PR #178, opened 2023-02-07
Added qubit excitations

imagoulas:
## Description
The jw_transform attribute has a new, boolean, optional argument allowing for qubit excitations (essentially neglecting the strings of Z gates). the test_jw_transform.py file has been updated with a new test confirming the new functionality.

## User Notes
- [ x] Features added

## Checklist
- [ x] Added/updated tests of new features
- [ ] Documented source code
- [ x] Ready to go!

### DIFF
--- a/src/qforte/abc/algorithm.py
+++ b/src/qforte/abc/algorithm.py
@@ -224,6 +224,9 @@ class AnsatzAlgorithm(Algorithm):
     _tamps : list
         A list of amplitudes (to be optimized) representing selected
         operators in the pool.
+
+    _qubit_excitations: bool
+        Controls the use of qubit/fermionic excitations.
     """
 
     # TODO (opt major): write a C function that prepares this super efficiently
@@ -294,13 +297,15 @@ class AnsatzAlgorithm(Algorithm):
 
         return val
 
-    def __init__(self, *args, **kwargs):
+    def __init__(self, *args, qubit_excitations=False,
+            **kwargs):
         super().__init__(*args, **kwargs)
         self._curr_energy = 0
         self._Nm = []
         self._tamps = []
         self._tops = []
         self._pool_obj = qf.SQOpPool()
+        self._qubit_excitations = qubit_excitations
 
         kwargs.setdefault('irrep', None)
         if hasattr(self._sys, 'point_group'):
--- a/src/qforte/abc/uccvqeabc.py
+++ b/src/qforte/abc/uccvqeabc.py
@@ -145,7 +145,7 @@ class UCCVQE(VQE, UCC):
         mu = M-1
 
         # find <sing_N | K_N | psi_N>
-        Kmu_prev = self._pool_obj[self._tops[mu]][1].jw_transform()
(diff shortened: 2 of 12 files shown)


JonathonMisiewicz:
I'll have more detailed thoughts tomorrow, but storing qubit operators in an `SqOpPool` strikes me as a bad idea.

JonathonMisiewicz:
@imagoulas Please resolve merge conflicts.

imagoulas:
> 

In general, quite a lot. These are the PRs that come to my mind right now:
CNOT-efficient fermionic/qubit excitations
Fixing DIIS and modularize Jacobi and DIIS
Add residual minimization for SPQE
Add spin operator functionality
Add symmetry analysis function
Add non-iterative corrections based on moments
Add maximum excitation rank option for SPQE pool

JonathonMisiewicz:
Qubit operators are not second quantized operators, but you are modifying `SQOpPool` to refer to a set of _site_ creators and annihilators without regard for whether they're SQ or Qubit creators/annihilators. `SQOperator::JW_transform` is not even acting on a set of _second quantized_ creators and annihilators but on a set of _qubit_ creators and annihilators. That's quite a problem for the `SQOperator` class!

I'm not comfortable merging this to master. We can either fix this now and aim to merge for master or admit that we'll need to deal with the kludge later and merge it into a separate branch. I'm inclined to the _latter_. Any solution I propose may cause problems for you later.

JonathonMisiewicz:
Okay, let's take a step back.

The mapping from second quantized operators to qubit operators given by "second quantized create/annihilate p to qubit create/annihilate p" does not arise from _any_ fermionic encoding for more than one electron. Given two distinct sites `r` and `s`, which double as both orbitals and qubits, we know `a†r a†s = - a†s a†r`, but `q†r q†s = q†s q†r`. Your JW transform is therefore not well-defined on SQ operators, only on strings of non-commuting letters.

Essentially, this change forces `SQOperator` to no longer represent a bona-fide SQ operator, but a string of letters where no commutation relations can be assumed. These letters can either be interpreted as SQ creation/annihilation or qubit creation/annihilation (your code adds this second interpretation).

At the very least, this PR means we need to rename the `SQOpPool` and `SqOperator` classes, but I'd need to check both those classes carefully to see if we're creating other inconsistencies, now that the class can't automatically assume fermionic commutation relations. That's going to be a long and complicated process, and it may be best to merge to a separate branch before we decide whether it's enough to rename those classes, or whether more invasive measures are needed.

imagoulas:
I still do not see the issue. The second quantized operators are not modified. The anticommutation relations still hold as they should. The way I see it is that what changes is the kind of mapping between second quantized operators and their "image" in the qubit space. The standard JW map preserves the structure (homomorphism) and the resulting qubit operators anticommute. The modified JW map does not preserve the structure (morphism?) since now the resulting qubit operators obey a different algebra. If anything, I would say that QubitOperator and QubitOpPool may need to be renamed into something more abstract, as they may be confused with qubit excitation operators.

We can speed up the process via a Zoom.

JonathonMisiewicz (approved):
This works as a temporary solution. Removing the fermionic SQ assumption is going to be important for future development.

----

■ **The problem**
If a line falls between the first line of the records and the line containing "--- a/src/qforte/abc/uccvqeabc.py", inclusive, repeat it exactly; leave out all others.

■ **Written answer**
PR #178, opened 2023-02-07
Added qubit excitations

imagoulas:
## Description
The jw_transform attribute has a new, boolean, optional argument allowing for qubit excitations (essentially neglecting the strings of Z gates). the test_jw_transform.py file has been updated with a new test confirming the new functionality.

## User Notes
- [ x] Features added

## Checklist
- [ x] Added/updated tests of new features
- [ ] Documented source code
- [ x] Ready to go!

### DIFF
--- a/src/qforte/abc/algorithm.py
+++ b/src/qforte/abc/algorithm.py
@@ -224,6 +224,9 @@ class AnsatzAlgorithm(Algorithm):
     _tamps : list
         A list of amplitudes (to be optimized) representing selected
         operators in the pool.
+
+    _qubit_excitations: bool
+        Controls the use of qubit/fermionic excitations.
     """
 
     # TODO (opt major): write a C function that prepares this super efficiently
@@ -294,13 +297,15 @@ class AnsatzAlgorithm(Algorithm):
 
         return val
 
-    def __init__(self, *args, **kwargs):
+    def __init__(self, *args, qubit_excitations=False,
+            **kwargs):
         super().__init__(*args, **kwargs)
         self._curr_energy = 0
         self._Nm = []
         self._tamps = []
         self._tops = []
         self._pool_obj = qf.SQOpPool()
+        self._qubit_excitations = qubit_excitations
 
         kwargs.setdefault('irrep', None)
         if hasattr(self._sys, 'point_group'):
--- a/src/qforte/abc/uccvqeabc.py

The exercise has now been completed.